Seguro les ha pasado que oyen una palabra común, pero en esa ocasión les suena raro, como si no la hubiera oído nunca, y repasan mentalmente su sonido, tratando de normalizarla, de volver a oírla igual para salir de ese bucle de sinsentido y escapar de la locura. Así me sucedió observando los paracaídas, intentando comprender que esta sociedad haya desencadenado una guerra, bombardeado, arrasado todo, cerrado fronteras, detenido camiones de ayuda, visto niños y ancianos mutilados en directo, cuerpos que han olvidado la figura humana, con pieles talladas a huesos forzados a renunciar, y entonces deba tirar bultitos desde el aire porque no se atreve a acercarse al infierno que creó. Recordé algo viejo, esa idea de Thomas Hobbes según la cual el hombre es un lobo para el hombre. Y, sin encontrar normalización alguna para lo visto, pensé en eso que planteó un profesor de Historia Contemporánea de Europa en una entrevista, según lo cual “la combinación de sorpresa e inocencia a veces genera las mejores preguntas: las necesarias”.

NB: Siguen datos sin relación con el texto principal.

PR #389, opened 2023-02-23
feat: enabled justification check in http

capri-xiyue:
part of #381 
1. enabled justification check in java http and golang http e2e
2. changed java jvs public key server in e2e to localhost


capri-xiyue:
I finished the Golang side change. Will continue to work on the Java side change. The integration test failed because of Java HTTP test cases.

clients/java-logger/shell/src/main/java/com/abcxyz/lumberjack/loggingshell/LoggingShellApplication.java
```diff
@@ -16,13 +16,45 @@
...
-  public static void main(String[] args) {
+  public static void main(String[] args) throws IOException {
+    HttpServer jwkServer = HttpServer.create(new InetSocketAddress(8081), 0);
+    jwkServer.createContext("/.well-known/jwks", new JWKHandler());
+    jwkServer.setExecutor(null); // creates a default executor
+    jwkServer.start();
     SpringApplication.run(LoggingShellApplication.class, args);
   }
+
+  static class JWKHandler implements HttpHandler {
```
sqin2019, line 39: Should we make this as util as well?

clients/java-logger/shell/src/test/java/com/abcxyz/lumberjack/loggingshell/LoggingControllerTest.java
```diff
@@ -44,15 +44,20 @@ public class LoggingControllerTest {
...
 
+  private static final String TEST_JVS_TOKEN =
+      "eyJhbGciOiJFUzI1NiIsImtpZCI6ImludGVnLWtleSIsInR5cCI6IkpXVCJ9.eyJhdWQiOlsiaHR0cCJdLCJleHAiOjE2NzcyODAzMjEsImlhdCI6MTY3NzI3NjcyMSwiaXNzIjoibHVtYmVyamFjay10ZXN0LXJ1bm5lciIsImp0aSI6IjkwMTdiZGJkLTViNDktNGVmOS1hZjllLTdmMDkxOWZmNGFiZiIsImp1c3RzIjpbeyJjYXRlZ29yeSI6InRlc3QiLCJ2YWx1ZSI6InRlc3QifV0sIm5iZiI6MTY3NzI3NjcyMSwic3ViIjoibHVtYmVyamFjay1pbnRlZyJ9.GzwrHJg2DbQAA64lOJcNGcBynFftIzY5eGUR9brHd9t6GTRImDHQUiuE4sQBYkDaKoEoPUh_cDca5UkGTbqmcg";
+
   private static final Timestamp TEST_TIMESTAMP =
       Timestamp.newBuilder().setSeconds(1577836800).build();
   private static final MockHttpServletRequestBuilder GET_REQUEST_BUILDER = get(REQUEST_PATH);
   private static final MockHttpServletRequestBuilder GET_REQUEST_BUILDER_WITH_EMAIL =
       get(REQUEST_PATH).requestAttr(TokenInterceptor.INTERCEPTOR_USER_EMAIL_KEY, TEST_EMAIL);
-  private static final MockHttpServletRequestBuilder GET_REQUEST_BUILDER_WITH_EMAIL_AND_TRACE_ID =
```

Nos hacemos muy pocas preguntas. Se ha vuelto esta una sociedad de dudas idiotas planteadas a inteligencias artificiales, aliviada de no tener que recurrir a la inteligencia natural. Una sociedad perezosa que se cuestiona poco, aprende poco, siente poco, incapaz de replantearse las preguntas básicas e inquietarse, dudar, rebatir y tener ideas propias cuando algo no tiene sentido. Nos conformamos con lo que digan los que creemos que tienen la razón y, tantas veces, lo defendemos a muerte. Y una sociedad perezosa es justo eso: una sociedad muerta.

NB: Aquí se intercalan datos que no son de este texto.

PR #1334, opened 2026-06-11
Single-source-of-truth ConversationStore: 2-2.5x ingest, four stores and three sync bridges deleted

jackjackbits:
## Summary

Replaces the four-store/three-bridge message-state topology with a single-writer `ConversationStore` of per-conversation `ObservableObject`s. Design doc: `docs/CONVERSATION-STORE-DESIGN.md` (committed first, with before-baselines, so every step is judged against measured numbers).

### The problem (measured before any code moved)

An inbound private message flowed: coordinator → `ChatViewModel.privateChats` (passthrough to `PrivateChatManager`'s `@Published` dict) → Combine sink → `Task.yield` debounce → `ConversationStore.synchronizePrivateChats` (**full-dict replace per message**) → `PrivateInboxModel.refreshMessages` (full rebuild) → SwiftUI. O(total messages) × 3 layers per message, plus full-scan dedup, append-then-re-sort ordering, per-message full-array store replaces on the public path, and delivery status patched into two copies through a positional index that had to detect its own staleness.

### The design

- **`Conversation`**: per-conversation `ObservableObject` — `@Published` messages, incrementally-maintained message-ID index, binary-search timestamp insertion, folded cap policy. Mutators are `fileprivate`: only the store writes.
- **`ConversationStore`**: the sole writer. Intent API (`append`/`upsertByID`/`setDeliveryStatus`/`markRead`/`migrateConversation`/`clear`…), a store-level `messageID → Set<ConversationID>` map maintained at every mutation point (delivery updates are ID-only and reach mirrored ephemeral/stable copies), selection state, and a typed `changes` subject for non-UI consumers.
- **Publishing granularity**: views observe one conversation; appends to a background geohash never invalidate the foreground chat (render-isolation is tested).

### Deleted

`LegacyConversationStore`, the coalescing migration bridge, `PublicTimelineStore`, `IdentityResolver` (its canonicalization proved display-invisible — nothing enumerates direct conversations; raw keying is simpler and fixes a class of empty-lookup divergence), `PrivateChatManager`'s `@Published` dicts, both bootstrapper Combine bridges, the `Task.yield` sync debounce, `ChatDeliveryCoordinator`'s positional location index (+ its rebuild machinery; coordinator: 327 → 119 lines), the full-scan duplicate check, `sanitizeChat` re-sorting, and the mesh late-insert threshold (it only ever ordered a non-rendered copy).

### Made structurally impossible

Stale positional indexes (the index lives inside the mutation), store divergence (one store), dedup races (O(1) ID-index at the single write point), delivery-status downgrade (one enforcement site), dropped mid-batch messages on channel switch (the pipeline flushes instead of resetting).

## Performance (deterministic benchmarks, before-baselines committed first)

| Benchmark | Before | After | |
|---|---|---|---|
| `pipeline.privateIngest` (end-to-end) | 9,700 msg/s | **24,016 msg/s** | **2.5×** |
| `pipeline.publicIngest` (end-to-end) | 6,800 msg/s | **13,705 msg/s** | **2.0×** |
| delivery updates | 38,000/s | **117–133k/s** | **~3.5×** |
| `store.append` (new core op) | — | 129–237k msg/s | |

## Test plan

- `swift test --parallel`: **887 swift-testing tests in 141 suites + 137 XCTest cases, all passing**, two consecutive runs
- macOS Debug + iOS simulator (arm64) builds: passing
- UI batching preserved: `PublicMessagePipeline`'s 80ms flush + `isBatchingPublic` animation suppression untouched; per-conversation render isolation asserted by tests
- **Field-validated on iPhone**: full mesh session over the new store path (PM send/receive, read receipts, Noise handshake, geohash subscriptions through the split components), 13 relays via Tor, sampled hot-path logging visibly working

## Notes for reviewers

- Six commits, each independently green with its perf numbers in the message; review in order.
- `ChatViewModel.messages`/`privateChats` survive as get-only derived views for coordinators that genuinely need whole-dict scans; hot paths use the store-direct `privateMessages(for:)`. They are read surfaces, not state.
- Two pre-existing test-infra issues surfaced during this work (reproduced on `main`, not from this PR; follow-ups): `sentReadReceipts` persists to real `UserDefaults` so back-to-back local runs can flake one test, and `FavoritesPersistenceService` uses the real keychain in tests, which can trigger a macOS auth prompt mid-run.


jackjackbits:
Codex's mirrored-conversation finding is addressed in 8289a6d0: the ID-only delivery fan-out now republishes and emits .statusChanged for mirrored conversations that skipped as already-equal (shared BitchatMessage instance), guarded by status equality so genuinely-rejected distinct copies stay untouched and duplicate acks still publish nothing. Regression test asserts both conversations' objectWillChange fire and both change events emit. Full suite: 888 tests passing.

Preguntarse es más difícil y más doloroso. Se vive en terrenos movedizos y más solitarios. Pero es también más luminoso, más vivo, más humano; existe, al menos, una búsqueda. Hay un verso de Mary Oliver que, como tantas veces, llegó a tiempo: “Mi trabajo es amar al mundo (…) Déjame / tener mi mente en lo que importa / que ese es mi trabajo, que es sobre todo estar en silencio y aprender a estar asombrada”.

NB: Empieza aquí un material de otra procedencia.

PR #1336, opened 2026-06-11
Final re-grade fixes: parked EOSE fallback, panic-reset atomicity, overflow visibility

jackjackbits:
## Summary

Closes the two surviving findings (plus one minor) from the post-merge adversarial re-grade — the last items between this codebase and an unqualified A on that panel's scale.

- **Parked EOSE fallback**: subscriptions created while Tor bootstraps park their EOSE callbacks until Tor-readiness retry exhaustion (~225s worst case). They now also get a fallback unblock at the standard 10s EOSE timeout — scheduled through the injected scheduler dependency, `connectionGeneration`-guarded, and single-fire across all three resolution paths (fallback, Tor recovery + real EOSE, retry-exhaustion unblock). Three tests cover the matrix.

Vivo absorta. Me sigo preguntando lo esencial, como abriendo los ojos por primera vez, porque no comprendo lo que veo, las explicaciones adultas, expertas, me resultan ajenas, no se ajustan a la realidad que percibe mi mirada. Parece que no comprendo y puede ser que haya enloquecido, como cuando a uno le resulta extraña la palabra agua, que oyó desde el principio, y no la encuentra más. Me seguiré preguntando, en busca de cordura, de paz. Traigo de nuevo el poema del palestino Marwan Makhoul, que cité en esta columna de octubre 20 de 2023, hace casi un siglo (ya era esto un infierno hace veintidós meses, pero nadie se preguntó nada): “Para escribir una poesía / que no sea política / debo escuchar a los pájaros / Pero para escuchar a los pájaros / hace falta que cese el bombardeo”.

Pablo Ordaz recordó esta semana el final del poema Si se supiera, de Manuel Vázquez Montalbán: “Cuántos deben morir cada día en Etiopía / para que nos salga social / de pronto / la poesía”, y dijo: “Nuestro Beirut, nuestra Etiopía, será Gaza. Qué no daremos entonces por no haber callado tanto”.